200 pounds for a bulletproof machine rebuild you know you can trust isn't that bad............

Good luck and keep the photos coming please.......


----------



## Taff (May 5, 2015)

Update! got the new pump in today.. connected to the new head and it's all gravy in that department.. she purrs like a kitten!










....However. .. still nothing at the group head. .. took the decision to pull out the group head and found what I think is the gicleur? Blocked..










All now soaking in descaler. . More news when I have it folks!


----------



## Dylan (Dec 5, 2011)

Descaler can weaken/remove the chrome finish, dont leave it in too long. It is better to block up the exits and just pour descaler into it.


----------



## Taff (May 5, 2015)

@Dylan thanks - I'd read but forgotten that.


----------



## jeebsy (May 5, 2013)

The bits going to the solenoid look pretty scaled, some of the holes are tiny so worth double checking everything is clear


----------



## Taff (May 5, 2015)

There wasn't a lot in it really @jeebsy I was surprised. All back together now and we have water from the group head!

....However it doesn't stop... The spring on the group solenoid is broken and I can't be sure if that solenoid is working or not so think I'll spend another 30quid and be sure. Still at least I now have a choice of high or low pressure from the group, rather than none at all lol.

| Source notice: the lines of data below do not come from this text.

Issue #877, opened 2026-08-29
Kubernetes: reach real-cluster (minikube) parity — tracking


NitinKumar004:
Tracking issue for closing the gap between CloudEmu's Kubernetes data-plane and a real cluster / minikube.

## Where we are (audit verdict)
CloudEmu k8s is **not** a thin CRUD mock — it's a *synchronously-reconciled emulated cluster*: creating a Deployment really produces a ReplicaSet → N Running Pods with IPs on a Node; Services get Endpoints/EndpointSlices from Pod labels; Jobs run to Succeeded; StatefulSets get ordinals + Bound PVCs; cascade-GC works; CRDs + custom resources work; there's a real watch stream. The full `kubectl create → scale → set-image → expose → apply → delete` lifecycle runs end-to-end. But it converges **instantly and synchronously** — there is no real control plane of async loops (no scheduler, kubelet lifecycle, etcd-with-time, or events).

## Gaps to 100% real-cluster parity (priority order)
1. #871 — server-side **Table printing** (kubectl get shows only NAME+AGE) — highest user-visible.
2. #872 — typed lists omit **list-level resourceVersion** → `kubectl rollout status` hangs / informers weak (+ STS/DS updateStrategy defaulting).
3. #873 — reconciler emits **no Events** (get events / describe empty).
4. #874 — **pod lifecycle progression** (pods teleport to Running) + object-fidelity nits (Job labels, Node creationTimestamp, materialized-pod RV reset).
5. #875 — **scheduler semantics** (single fixed node, every pod force-assigned).
6. #876 — **async/time progression** + empty kube-system (CronJob needs manual tick; no coredns/kube-proxy).

## Related
- #868 — **persistence**: the k8s data-plane has no Snapshot/Restore surface and is excluded from `persist.ExportAll`; state is worth persisting (real materialized children) but greenfield. Cluster-UID indirection (kubeconfigs point at `/k8s/<uid>`) must round-trip.

Suggested sequencing: #871 + #872 first (they're the difference between 'looks broken' and 'looks like a real cluster'), then #873, then persistence #868, then the deeper loops #874–#876.

NitinKumar004:
[...]

Issue #875, opened 2026-08-29
Kubernetes: no scheduler semantics (single fixed node, every pod force-assigned)


NitinKumar004:
Every Pod is stamped `spec.nodeName=cloudemu-node-0` at materialization (`services/kubernetes/reconcile.go:59-61`) against one bootstrapped Ready node (`state.go:154`). No scheduling loop: no unschedulable Pods, no resource requests/limits accounting, no taints/tolerations, node affinity/anti-affinity, or nodeSelector-respecting placement. Multi-node and 'Pending because unschedulable' scenarios can't be reproduced.

## What to build (deterministic emulation, not a real scheduler)
- Support multiple registered Nodes; honor `nodeName`, `nodeSelector`, basic taints/tolerations and requests-vs-allocatable when assigning.
- Leave a Pod Pending/Unschedulable (with a condition + Event) when nothing fits.

## Where
`services/kubernetes/reconcile.go`, `state.go`.

Issue #874, opened 2026-08-29
Kubernetes: pods teleport to Running (no lifecycle progression) + object-fidelity nits


NitinKumar004:
Materialized Pods jump straight to `Running` with all conditions true (`services/kubernetes/reconcile.go:43-90`) — no Pending→ContainerCreating→Running progression, no restarts, no readiness/liveness probe gating, no crash/backoff states. Controller-materialized Pods also reset `resourceVersion` to '1' (`reconcile.go:118`). Minor object-fidelity gaps from the same audit: Job Pods lack the real `job-name`/`controller-uid` labels; Node has no `creationTimestamp` (kubectl AGE shows `<unknown>`).

## What to build (deterministic, no real containers)
- Optional state-machined pod phase progression (Pending→ContainerCreating→Running) driven by the reconcile/clock rather than instant, keeping determinism for tests.
- Preserve a monotonic `resourceVersion` on materialized pods instead of resetting to '1'.
- Add `job-name`/`controller-uid` labels to Job pods; stamp Node `creationTimestamp`.

## Where
`services/kubernetes/reconcile.go`.

NitinKumar004:
Done — opt-in pod lifecycle progression + object-fidelity nits in #878; Job pod labels (batch.kubernetes.io/job-name, controller-uid) in #885.

Issue #873, opened 2026-08-29
Kubernetes: reconciler emits no Events (kubectl get events / describe always empty)


NitinKumar004:
`Event` is a stored kind with `involvedObject` field selectors (`services/kubernetes/registry.go:825-861`), but no reconciler ever emits one (no `Eventf`/`recordEvent` anywhere), so `kubectl get events` and the Events section of `kubectl describe` are always empty.

## Real k8s
Controllers emit Events: scheduler `Scheduled`; kubelet `Pulling`/`Pulled`/`Created`/`Started`; deployment `ScalingReplicaSet`; replicaset `SuccessfulCreate`; job `SuccessfulCreate`/`Completed`; etc.

## What to build
- An event recorder used by the reconcile hooks; emit the common Events on create/scale/materialize/complete/delete.
- Store them as core/v1 Events (involvedObject, reason, message, type, count, timestamps from `config.Clock`).

## Where
`services/kubernetes/reconcile.go` (emit points) + an event helper.

NitinKumar004:
Done — reconciler emits core/v1 Events (ScalingReplicaSet/SuccessfulCreate/Scheduled/…) in #878; kubectl describe/get events populated.

PR #878, opened 2026-08-29
feat(kubernetes): real-cluster parity — Table printing, list resourceVersion, events, node/kube-system, opt-in pod lifecycle (#877)

NitinKumar004:
Closes the Kubernetes real-cluster parity epic (#877): #871, #872, #873, plus #875/#876 (scoped) — makes the emulated k8s data-plane behave and *display* like a real cluster to `kubectl`. North-star model is KWOK (status-rewriting controller, no real kubelet).

## What now works end-to-end
- **Server-side Table printing (#871):** `kubectl get pods/deployments/services/nodes/...` shows real columns (READY/STATUS/UP-TO-DATE/AVAILABLE, `-o wide` extras) instead of raw JSON. `meta.k8s.io/v1 Table` on `Accept: as=Table`; unknown kinds fall back to NAME/AGE.
- **List-level resourceVersion (#872):** a single monotonic cluster RV counter replaces the previous three uncoordinated schemes (per-object `bumpResourceVersion`, `registryStore.rv`, hardcoded `"1"`); every list carries a collection RV, so `kubectl rollout status` and client-go reflectors complete their List→Watch handshake instead of hanging. Dry-run keeps a non-mutating RV peek (no side effect). Typed watches emit a post-sync BOOKMARK.
- **Events (#873):** controllers emit `core/v1` Events (`ScalingReplicaSet` on real replica-count change, `SuccessfulCreate` for RS/STS/DS/Job/CronJob pods, `Scheduled`, `Started`, `Completed`), deduped by (involvedObject, reason, message, type) with a rolling `count` — `kubectl describe`/`get events` show real activity.
- **Node + kube-system (#875/#876 scoped):** the node reports Ready + capacity + a `coordination.k8s.io` Lease in `kube-node-lease`; seeded kube-system components; pods routed through a scheduler stamp emitting `Scheduled`.
- **Opt-in Pod lifecycle progression (#874/#876):** default = pods instant-Running (unchanged, deterministic). `SetLifecycleProgression(true)` / `cloudemu serve --k8s-progression` starts pods `Pending` and advances `Pending→ContainerCreating→Running` (→Terminating on delete) on a logical clock, emitting the kubelet event sequence. Tests drive it via `Tick()` (deterministic under FakeClock); live serve runs a real-time ticker (`--k8s-progression-interval`, default 1s).

## Tests
New `k8s_parity_test.go`: one end-to-end flow (create Deployment → Table columns → rollout status → events → scale → expose→endpoints → Job on a tick → describe → watch-resume → bare Pod Pending→Running) plus an invariant guard (progression off → immediate Running). Existing k8s suite stays green (progression is default-off).

## Deferred (with reasons)
True multi-node scheduling (DaemonSet fan-out/endpoint node-stamping is invasive), watch resume-from-arbitrary-RV + stale-410 (needs an event-history ring-buffer), KWOK `Stage` CRD (chaos), and k8s persistence (#868).


NitinKumar004 (commented):
Gates on the pushed commit (`ba9476f`): `go build ./...`, `go vet ./...`, `go test ./...` (scoped: `services/kubernetes`, `server/serverkit`, `cmd/cloudemu`, root), `go test -race ./services/kubernetes/...`, `gofmt`, `go mod tidy`, `go generate` (docs), and `contrib/server` build+test all pass. `golangci-lint` scoped to `services/kubernetes/...` shows only the pre-existing `admission.go:351` gosec finding — no new lint issues from this PR.

## High

**Dry-run (and admission/quota-denied) writes on every hand-written typed resource silently advance the global cluster resourceVersion — contradicts the PR's own documented invariant.**

`state.go:212-217` documents `peekClusterRVLocked` as existing because dry-run echo paths "must have zero side effects," and the registry-backed (unstructured) kinds honor that correctly (`registry.go:358,444,525,610` use the peek). But the 8 hand-written typed-resource files never got the same treatment:

- `pod.go:332` (`updatePod`) / `:392` (`patchPod`) — `in.ResourceVersion = s.nextClusterRVLocked()` / `patched.ResourceVersion = s.nextClusterRVLocked()` run *before* the `isDryRun(r)` check a few lines below.
- Same pattern in `deployment.go:262,310` (+ create at `:147`), `service.go:269,327` (+ `:137`), `secret.go:246,300` (+ `:133`), `configmap.go:249,299` (+ `:137`), `serviceaccount.go:234,269` (+ `:127`), `namespace.go:195,240` (+ `newNamespaceObject`, `:363-374`), `pdb.go:161` (+ `:107`).
- The shared `stamp()` helper (`configmap.go:371-375`, used by every `createX`) runs before `admit()` too, so an admission-*denied* create also burns an RV tick even though nothing persists.

I verified this is real, not a misreading: a throwaway test that did a dry-run PUT on ConfigMap `cm1` and then a real create of an unrelated `cm2` got `cm2` RV 13, vs. RV 12 with no intervening dry-run. No existing test — including this PR's own `k8s_parity_test.go` / `phase1_fidelity_test.go` — asserts the counter is unchanged by a dry-run; the existing tests only check "not persisted."

Concrete impact: `kubectl apply --dry-run=server` / `kubectl diff` / GitOps preview steps / IDE live validation against Pods, Deployments, Services, Secrets, ConfigMaps, ServiceAccounts, Namespaces, or PDBs — i.e. most of what a real cluster user touches — advance the cluster RV with zero-effect requests, directly contradicting this PR's own claim that "Dry-run keeps a non-mutating RV peek (no side effect)." Delete-dry-run is unaffected on every file (checked) — only create/update/patch on typed kinds leak.

Fix: split `stamp()` into a metadata-only stamp (UID + CreationTimestamp, needed before admission runs) and defer the resourceVersion to `peekClusterRVLocked()` in the dry-run echo branch / `nextClusterRVLocked()` immediately before the real persist — mirroring `registry.go`'s already-correct create/update/patch flow — across all 8 typed handler files.

## Medium

**Claimed progression-delete ("→Terminating on delete") and Service/Namespace Table rendering ship with zero test coverage.**

`lifecycle.go:161` (`reapTerminatingLocked`) and `:176` (`beginTerminatingLocked`) are 0% covered — no test deletes a Pod under progression, despite the PR body explicitly claiming "(→Terminating on delete) on a logical clock." `table_columns.go:191` (`serviceTableProjector`) and `:211` (`namespaceTableProjector`) are also 0% covered, despite the PR body's headline claim that `kubectl get pods/deployments/services/nodes/...` shows real columns. (`reconcile.go:488` `reconcileStatefulSet` and `registry_ops.go:139` `registryStatus` are similarly untouched by any test, pre-existing or new.)

I wrote a throwaway test driving delete-under-progression end to end (Running → DELETE → still 200/Terminating → Tick → 404) and it passed — the code is functionally correct today, so this is a coverage gap rather than a live bug, but a future regression to either path would go uncaught by CI.

Fix: extend `k8s_parity_test.go` (or a new `table_test.go`) with a pod-delete-under-progression assertion and Service/Namespace Table-column assertions.

## Low

**Two independently-written `envBoolOr` helpers added in the same PR** — `cmd/cloudemu/serve.go:249` and `contrib/server/main.go:301` — same new `--k8s-progression` flag, two separate implementations (different signatures) across the two modules. Not a lint violation (separate `go.mod`s) but worth consolidating if there's a natural shared-util home.

## Verified clean

RV-refactor sweep is otherwise complete — no leftover `bumpResourceVersion` calls or hardcoded `"1"` resourceVersion literals anywhere in the package. Controller-built Pods in `reconcile.go` correctly source `nextClusterRVLocked`. The pre-existing k8s suite is fully preserved (progression-off invariant intact; the `pod_test.go`/`secret_test.go`/`serviceaccount_test.go` diffs are legitimate adaptations to the new monotonic-counter scheme, not weakenings). Table column sets match real kubectl output (Deployment correctly gets READY/UP-TO-DATE/AVAILABLE, not ReplicaSet's DESIRED/CURRENT). `wantsTable` Accept-header negotiation is correctly scoped, and scale/status/SAR/eviction/discovery payloads correctly bypass the Table wrapper. Events are properly delta-gated (`ScalingReplicaSet` only on an actual replica-count change) and deduped with a capped, bounded store; STS/DS pods get `SuccessfulCreate` via the shared `syncStablePods` path. The real-time progression ticker (`server/serverkit/serverkit.go`) is serve-only (never started in tests), lifecycle-managed (started in `Serve`, stopped+drained in `shutdown`), and snapshots the cluster map under `RLock` before ticking each cluster outside the lock — no concurrent-map race, confirmed under `-race`. No new `time.Now()` was introduced; all new timestamps route through `config.Clock`.

services/kubernetes/pod.go
```diff
@@ -315,7 +329,7 @@ func (s *ClusterState) updatePod(w http.ResponseWriter, r *http.Request, namespa
 	in.Namespace = namespace
 	in.UID = cur.UID
 	in.CreationTimestamp = cur.CreationTimestamp
-	in.ResourceVersion = bumpResourceVersion(cur.ResourceVersion)
+	in.ResourceVersion = s.nextClusterRVLocked()
```
NitinKumar004: This runs before the `isDryRun(r)` check a few lines below (line 341), so a dry-run PUT still advances the shared cluster resourceVersion counter even though nothing is persisted. `registry.go`'s equivalent update path (`registryUpdate`, line ~444) correctly uses `peekClusterRVLocked()` in the dry-run branch instead. Same pattern repeats in `deployment.go`, `service.go`, `secret.go`, `configmap.go`, `serviceaccount.go`, `namespace.go`, `pdb.go` — see the summary comment for the full list.

services/kubernetes/pod.go
```diff
@@ -375,7 +389,7 @@ func (s *ClusterState) patchPod(w http.ResponseWriter, r *http.Request, namespac
 		return
 	}
 
-	patched.ResourceVersion = bumpResourceVersion(cur.ResourceVersion)
+	patched.ResourceVersion = s.nextClusterRVLocked()
```
NitinKumar004: Same issue as the `updatePod` RV stamp above: this mutates the global counter before the `isDryRun(r)` check at line 404, so a dry-run PATCH also leaks a tick. Should defer to `peekClusterRVLocked()` for the dry-run echo, mirroring `registryPatch`.

NitinKumar004 (commented):
Inline anchors for the High finding in the summary review (dry-run RV leak on typed handlers).

Issue #868, opened 2026-08-29
Kubernetes data-plane state is not persisted (--persist / snapshot omits it)


NitinKumar004:
`--persist` and `/_cloudemu/snapshot` only cover the 4 cloud providers (each `Provider.SnapshotServices()` in providers/{aws,azure,gcp,oci}). The shared Kubernetes data-plane (`services/kubernetes`, mounted as the k8s backend in serverkit) has no `Snapshottable` surface, so pods/deployments/services created via EKS/AKS/GKE are lost on restart even with `--persist` on.

## What to do
- Give the kubernetes data-plane store a `Snapshottable` (Snapshot/Restore) surface (identity-preserving, per the #582 pattern).
- Include it in the persisted snapshot — extend the serverkit persist wiring to cover the shared k8s backend alongside the 4 providers.
- Extend `persist/completeness_test.go` so a stateful k8s store that isn't Snapshottable fails CI.
- Round-trip test: create k8s objects, snapshot, restart, assert survival.

NitinKumar004:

Another pic.. because we all like a pic .. current status. Loving how quiet the rotary is. Can't see me buying a vibe machine again!


----------



## Taff (May 5, 2015)

Boom! She brews coffee! New brew solenoid and we're off. No idea what the Pstat setting is like, and turned the new pump down to 8.5ish bar..

..and the coffee? Surprisingly good! Didnt need a huge grind adjustment, but there is a surprisingly positive taste difference. Havent really dialled it in yet (only had 4 shots from it!) but they seem smoother and whith more definite & separated flavours.

Oh, and steaming milk in less than 10s is hilarious! I'm surprised how big the gap is between prosumer and commercial..

Worth all the work and ££'s!


----------



## salty dog (Jun 6, 2015)

Hey, well done Taff! Now that you have two coffee machines at your business place, are you changing over to selling coffee instead of the day job!


----------



## Taff (May 5, 2015)

Couldn't put up with the stainless any more. .. side panels are being powder coated to match the Royal I'm restoring..


----------



## Taff (May 5, 2015)

Final post to close off this thread.. machine painted and side panels powder coated to match the refurbed royal it's now paired with!!


----------



## Brewer in training (Feb 7, 2015)

Nice shade of red.......

Looking good.....

Well done that man......

Trying hard to find the time to getting round to finally putting my machine and grinder back together............ Suppose spending free time reading the forum could be better spent in the garage.........


----------



## degsey (Jan 1, 2015)

Yes well done Taff's. I love watching these restro threads. I hope to do one in the future but at the moment I have too many unfinished projects. Love the machine btw


----------